**Provided entries:**
......

PR #3189, opened 2022-02-08
DevOps - Olympia Deploy playground parameter updates

### LINKED ISSUE #3187: DevOps - Olympia Deploy playground updates 2
Some updates required to deploy playground workflow:

* The action should handle the flow being manually cancelled and delete cf stack
* Allow user to specify custom JSON which we will then pass to `yarn build:node:docker` as `ALL_PROPOSALS_PARAMETERS_JSON` while building the image on the instance
* Change endpoint from `{{ nip_domain }}/config.json` -> `{{ nip_domain }}/network/config.json`

┆Issue is synchronized with this [Asana task](https://app.asana.com/0/1201709380879215/1201785009927821) by [Unito](https://www.unito.io)

ahhda:
Resolves #3187 

Successful run: https://github.com/ahhda/joystream/actions/runs/1813177662

### DIFF
--- a/devops/aws/deploy-playground.sh
+++ b/devops/aws/deploy-playground.sh
@@ -42,5 +42,6 @@ if [ $? -eq 0 ]; then
 
   echo -e "\n\n=========== Configuring node ==========="
   ansible-playbook -i $SERVER_IP, --private-key $KEY_PATH deploy-playground-playbook.yml \
-    --extra-vars "branch_name=$BRANCH_NAME git_repo=$GIT_REPO skip_chain_setup=$SKIP_CHAIN_SETUP"
+    --extra-vars "branch_name=$BRANCH_NAME git_repo=$GIT_REPO skip_chain_setup=$SKIP_CHAIN_SETUP
+                  stack_name=$SINGLE_NODE_STACK_NAME proposal_parameters=$ALL_PROPOSALS_PARAMETERS_JSON"
 fi
--- a/devops/aws/deploy-single-node.sample.cfg
+++ b/devops/aws/deploy-single-node.sample.cfg
@@ -21,3 +21,4 @@ CHAIN_SPEC_FILE="https://github.com/Joystream/joystream/releases/download/v9.14.
 GIT_REPO="https://github.com/Joystream/joystream.git"
 BRANCH_NAME="master"
 SKIP_CHAIN_SETUP="false"
+ALL_PROPOSALS_PARAMETERS_JSON=""
--- a/scripts/runtime-code-shasum.sh
+++ b/scripts/runtime-code-shasum.sh
@@ -15,12 +15,17 @@ if [[ "$OSTYPE" == "darwin"* ]]; then
 fi
 
 export TEST_NODE_BLOCKTIME=1000
-export TEST_PROPOSALS_PARAMETERS_PATH="./tests/integration-tests/proposal-parameters.json"
 
-if [[ -z "$ALL_PROPOSALS_PARAMETERS_JSON" ]]; then
+if [[ -n "$ALL_PROPOSALS_PARAMETERS_JSON" ]] && [[ -n "$TEST_NODE" ]]; then
+  echo "Do not set both TEST_NODE and ALL_PROPOSALS_PARAMETERS_JSON env variables"
+  exit 1
+elif [[ -z "$ALL_PROPOSALS_PARAMETERS_JSON" ]] && [[ -z "$TEST_NODE" ]]; then
   PROPOSALS_PARAMETERS_FILE=""
+elif [[ -n "$TEST_NODE" ]]; then
+  PROPOSALS_PARAMETERS_FILE="./tests/integration-tests/proposal-parameters.json"
 else
-  PROPOSALS_PARAMETERS_FILE="./tmp.proposal_parameters.json"
+  mkdir -p runtime-inputs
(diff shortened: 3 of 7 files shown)


scripts/runtime-code-shasum.sh
```diff
@@ -17,6 +17,13 @@ fi
 export TEST_NODE_BLOCKTIME=1000
 export TEST_PROPOSALS_PARAMETERS_PATH="./tests/integration-tests/proposal-parameters.json"
 
+if [[ -z "$ALL_PROPOSALS_PARAMETERS_JSON" ]]; then
+  PROPOSALS_PARAMETERS_FILE=""
+else
+  PROPOSALS_PARAMETERS_FILE="./tmp.proposal_parameters.json"
```
ahhda: Saving the file as `tmp.proposal_parameters.json` on the target machine so that it doesn't interfere with git. Can be changed if required.

scripts/runtime-code-shasum.sh
```diff
@@ -28,6 +35,7 @@ ${TAR} -c --sort=name --owner=root:0 --group=root:0 --mode 644 --mtime='UTC 2020
     joystream-node-armv7.Dockerfile \
     node \
     $(test -n "$TEST_NODE" && echo "$TEST_PROPOSALS_PARAMETERS_PATH") \
+    $PROPOSALS_PARAMETERS_FILE \
```
mnaamani, line 42: Its possible to to have both `TEST_NODE` and `ALL_PROPOSALS_PARAMETERS_JSON` set and the hash will cover two files. So we need to fix this to only include one file.

Question: Given that joystream-node.Dockerfile will override the `ALL_PROPOSALS_PARAMETERS_JSON` variable if TEST_NODE is set with value from `tests/integration-tests/proposal-parameters.json`, we should either replicate this behavior in this script:

So lets have a single PATH to a .json file here, path being:
1 - empty "" string if both ALL_PROPOSALS_PARAMETERS_JSON and TEST_NODE are not set
2 - path to the test json `./tests/integration-tests/proposal-parameters.json` if TEST_NODE is set
3 - path to the file where you have written the values from env variable 

.. or modify joystream-node.Dockerfile to honor proposal parameters set in the environment.

Wondering wethere the built docker image should also store the proposals parameters.json file which ends up being used for the build as well.

scripts/runtime-code-shasum.sh
mnaamani: I see what you mean `tmp.*` is already in the .gitignore file..
But I think we need a more descriptive name than tmp.proposal_parameters.json

Maybe we can have a folder that is `.gitignore`d which will hold such artifacts

devops/aws/deploy-single-node.sample.cfg
```diff
@@ -20,4 +20,5 @@ CHAIN_SPEC_FILE="https://github.com/Joystream/joystream/releases/download/v9.14.
 # For deploy playground playbook only
 GIT_REPO="https://github.com/Joystream/joystream.git"
 BRANCH_NAME="master"
-SKIP_CHAIN_SETUP="false"
\ No newline at end of file
+SKIP_CHAIN_SETUP="false"
+ALL_PROPOSALS_PARAMETERS_JSON=""
```
mnaamani, line 24: is there a difference between setting this to an empty string explicitly and not setting it at all in the bash script test `if [[ -z "$ALL_PROPOSALS_PARAMETERS_JSON" ]];` ?

mnaamani (changes requested):

devops/aws/deploy-single-node.sample.cfg
ahhda: Kept this as an empty string to let the user know that they have the option to set this env variable, as they will refer the sample config while running the script. This doesn't affect the bash script. Let me know if it's not needed and I'll remove it.

scripts/runtime-code-shasum.sh
ahhda: > Wondering wethere the built docker image should also store the proposals parameters.json file which ends up being used for the build as well.
Since we are storing ALL_PROPOSALS_PARAMETERS_JSON as a file, it will be picked up by the command `COPY . /joystream` of our Dockerfile

scripts/runtime-code-shasum.sh
ahhda: Added a `runtime-inputs` dir as `gitignore` directory and the JSON file is stored here now.

devops/aws/deploy-playground.sh
```diff
@@ -42,5 +42,6 @@ if [ $? -eq 0 ]; then
 
   echo -e "\n\n=========== Configuring node ==========="
   ansible-playbook -i $SERVER_IP, --private-key $KEY_PATH deploy-playground-playbook.yml \
-    --extra-vars "branch_name=$BRANCH_NAME git_repo=$GIT_REPO skip_chain_setup=$SKIP_CHAIN_SETUP"
+    --extra-vars "branch_name=$BRANCH_NAME git_repo=$GIT_REPO skip_chain_setup=$SKIP_CHAIN_SETUP
+                  stack_name=$SINGLE_NODE_STACK_NAME proposal_parameters=$ALL_PROPOSALS_PARAMETERS_JSON"
```
mnaamani, line 46: Do we need some quotes around "$ALL_PROPOSALS_PARAMETERS_JSON"

ahhda: Not needed as the user will have to set the env variable value with quotes

Screenshot 2022-02-14 at 2 06 47 PM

......

**Work instruction:** Transcribe the material so that every line matches the original exactly.

**Answer section:**
PR #3189, opened 2022-02-08
DevOps - Olympia Deploy playground parameter updates

### LINKED ISSUE #3187: DevOps - Olympia Deploy playground updates 2
Some updates required to deploy playground workflow:

* The action should handle the flow being manually cancelled and delete cf stack
* Allow user to specify custom JSON which we will then pass to `yarn build:node:docker` as `ALL_PROPOSALS_PARAMETERS_JSON` while building the image on the instance
* Change endpoint from `{{ nip_domain }}/config.json` -> `{{ nip_domain }}/network/config.json`

┆Issue is synchronized with this [Asana task](https://app.asana.com/0/1201709380879215/1201785009927821) by [Unito](https://www.unito.io)

ahhda:
Resolves #3187 

Successful run: https://github.com/ahhda/joystream/actions/runs/1813177662

### DIFF
--- a/devops/aws/deploy-playground.sh
+++ b/devops/aws/deploy-playground.sh
@@ -42,5 +42,6 @@ if [ $? -eq 0 ]; then
 
   echo -e "\n\n=========== Configuring node ==========="
   ansible-playbook -i $SERVER_IP, --private-key $KEY_PATH deploy-playground-playbook.yml \
-    --extra-vars "branch_name=$BRANCH_NAME git_repo=$GIT_REPO skip_chain_setup=$SKIP_CHAIN_SETUP"
+    --extra-vars "branch_name=$BRANCH_NAME git_repo=$GIT_REPO skip_chain_setup=$SKIP_CHAIN_SETUP
+                  stack_name=$SINGLE_NODE_STACK_NAME proposal_parameters=$ALL_PROPOSALS_PARAMETERS_JSON"
 fi
--- a/devops/aws/deploy-single-node.sample.cfg
+++ b/devops/aws/deploy-single-node.sample.cfg
@@ -21,3 +21,4 @@ CHAIN_SPEC_FILE="https://github.com/Joystream/joystream/releases/download/v9.14.
 GIT_REPO="https://github.com/Joystream/joystream.git"
 BRANCH_NAME="master"
 SKIP_CHAIN_SETUP="false"
+ALL_PROPOSALS_PARAMETERS_JSON=""
--- a/scripts/runtime-code-shasum.sh
+++ b/scripts/runtime-code-shasum.sh
@@ -15,12 +15,17 @@ if [[ "$OSTYPE" == "darwin"* ]]; then
 fi
 
 export TEST_NODE_BLOCKTIME=1000
-export TEST_PROPOSALS_PARAMETERS_PATH="./tests/integration-tests/proposal-parameters.json"
 
-if [[ -z "$ALL_PROPOSALS_PARAMETERS_JSON" ]]; then
+if [[ -n "$ALL_PROPOSALS_PARAMETERS_JSON" ]] && [[ -n "$TEST_NODE" ]]; then
+  echo "Do not set both TEST_NODE and ALL_PROPOSALS_PARAMETERS_JSON env variables"
+  exit 1
+elif [[ -z "$ALL_PROPOSALS_PARAMETERS_JSON" ]] && [[ -z "$TEST_NODE" ]]; then
   PROPOSALS_PARAMETERS_FILE=""
+elif [[ -n "$TEST_NODE" ]]; then
+  PROPOSALS_PARAMETERS_FILE="./tests/integration-tests/proposal-parameters.json"
 else
-  PROPOSALS_PARAMETERS_FILE="./tmp.proposal_parameters.json"
+  mkdir -p runtime-inputs
(diff shortened: 3 of 7 files shown)


scripts/runtime-code-shasum.sh
```diff
@@ -17,6 +17,13 @@ fi
 export TEST_NODE_BLOCKTIME=1000
 export TEST_PROPOSALS_PARAMETERS_PATH="./tests/integration-tests/proposal-parameters.json"
 
+if [[ -z "$ALL_PROPOSALS_PARAMETERS_JSON" ]]; then
+  PROPOSALS_PARAMETERS_FILE=""
+else
+  PROPOSALS_PARAMETERS_FILE="./tmp.proposal_parameters.json"
```
ahhda: Saving the file as `tmp.proposal_parameters.json` on the target machine so that it doesn't interfere with git. Can be changed if required.

scripts/runtime-code-shasum.sh
```diff
@@ -28,6 +35,7 @@ ${TAR} -c --sort=name --owner=root:0 --group=root:0 --mode 644 --mtime='UTC 2020
     joystream-node-armv7.Dockerfile \
     node \
     $(test -n "$TEST_NODE" && echo "$TEST_PROPOSALS_PARAMETERS_PATH") \
+    $PROPOSALS_PARAMETERS_FILE \
```
mnaamani, line 42: Its possible to to have both `TEST_NODE` and `ALL_PROPOSALS_PARAMETERS_JSON` set and the hash will cover two files. So we need to fix this to only include one file.

Question: Given that joystream-node.Dockerfile will override the `ALL_PROPOSALS_PARAMETERS_JSON` variable if TEST_NODE is set with value from `tests/integration-tests/proposal-parameters.json`, we should either replicate this behavior in this script:

So lets have a single PATH to a .json file here, path being:
1 - empty "" string if both ALL_PROPOSALS_PARAMETERS_JSON and TEST_NODE are not set
2 - path to the test json `./tests/integration-tests/proposal-parameters.json` if TEST_NODE is set
3 - path to the file where you have written the values from env variable 

.. or modify joystream-node.Dockerfile to honor proposal parameters set in the environment.

Wondering wethere the built docker image should also store the proposals parameters.json file which ends up being used for the build as well.

scripts/runtime-code-shasum.sh
mnaamani: I see what you mean `tmp.*` is already in the .gitignore file..
But I think we need a more descriptive name than tmp.proposal_parameters.json

Maybe we can have a folder that is `.gitignore`d which will hold such artifacts

devops/aws/deploy-single-node.sample.cfg
```diff
@@ -20,4 +20,5 @@ CHAIN_SPEC_FILE="https://github.com/Joystream/joystream/releases/download/v9.14.
 # For deploy playground playbook only
 GIT_REPO="https://github.com/Joystream/joystream.git"
 BRANCH_NAME="master"
-SKIP_CHAIN_SETUP="false"
\ No newline at end of file
+SKIP_CHAIN_SETUP="false"
+ALL_PROPOSALS_PARAMETERS_JSON=""
```
mnaamani, line 24: is there a difference between setting this to an empty string explicitly and not setting it at all in the bash script test `if [[ -z "$ALL_PROPOSALS_PARAMETERS_JSON" ]];` ?

mnaamani (changes requested):

devops/aws/deploy-single-node.sample.cfg
ahhda: Kept this as an empty string to let the user know that they have the option to set this env variable, as they will refer the sample config while running the script. This doesn't affect the bash script. Let me know if it's not needed and I'll remove it.

scripts/runtime-code-shasum.sh
ahhda: > Wondering wethere the built docker image should also store the proposals parameters.json file which ends up being used for the build as well.
Since we are storing ALL_PROPOSALS_PARAMETERS_JSON as a file, it will be picked up by the command `COPY . /joystream` of our Dockerfile

scripts/runtime-code-shasum.sh
ahhda: Added a `runtime-inputs` dir as `gitignore` directory and the JSON file is stored here now.

devops/aws/deploy-playground.sh
```diff
@@ -42,5 +42,6 @@ if [ $? -eq 0 ]; then
 
   echo -e "\n\n=========== Configuring node ==========="
   ansible-playbook -i $SERVER_IP, --private-key $KEY_PATH deploy-playground-playbook.yml \
-    --extra-vars "branch_name=$BRANCH_NAME git_repo=$GIT_REPO skip_chain_setup=$SKIP_CHAIN_SETUP"
+    --extra-vars "branch_name=$BRANCH_NAME git_repo=$GIT_REPO skip_chain_setup=$SKIP_CHAIN_SETUP
+                  stack_name=$SINGLE_NODE_STACK_NAME proposal_parameters=$ALL_PROPOSALS_PARAMETERS_JSON"
```
mnaamani, line 46: Do we need some quotes around "$ALL_PROPOSALS_PARAMETERS_JSON"

ahhda: Not needed as the user will have to set the env variable value with quotes

Screenshot 2022-02-14 at 2 06 47 PM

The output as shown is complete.